*Work required*. Each entry must be printed again without a single change.

-- -- --

PR #1966, opened 2018-07-23
[FIX] Typescript syntax errors

Linard11:
There were some syntax errors in the typescript types that probably happend during the automatic conversion of the .hx files.

This would be a temporarily fix that worked for us to get typescript to transpile without errors but its best to find out what exactly went wrong during conversion (if it was done automatically and not by hand)


jgranick:
Thank you!

PR #1996, opened 2018-08-23
Restore binding to non-default framebuffer

justin-espedal:
Allow a framebuffer other than the default to be restored to after temporarily binding other framebuffers.

This approach explicitly enforces a desired buffer to be restored to.


justin-espedal:
Closing this because `Context3D`'s `setRenderToTexture` and `setRenderToBackBuffer` now provide an adequate solution.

-- -- --

*Answer for the task*.
PR #1966, opened 2018-07-23
[FIX] Typescript syntax errors

Linard11:
There were some syntax errors in the typescript types that probably happend during the automatic conversion of the .hx files.

This would be a temporarily fix that worked for us to get typescript to transpile without errors but its best to find out what exactly went wrong during conversion (if it was done automatically and not by hand)


jgranick:
Thank you!

PR #1996, opened 2018-08-23
Restore binding to non-default framebuffer

justin-espedal:
Allow a framebuffer other than the default to be restored to after temporarily binding other framebuffers.

This approach explicitly enforces a desired buffer to be restored to.


justin-espedal:
Closing this because `Context3D`'s `setRenderToTexture` and `setRenderToBackBuffer` now provide an adequate solution.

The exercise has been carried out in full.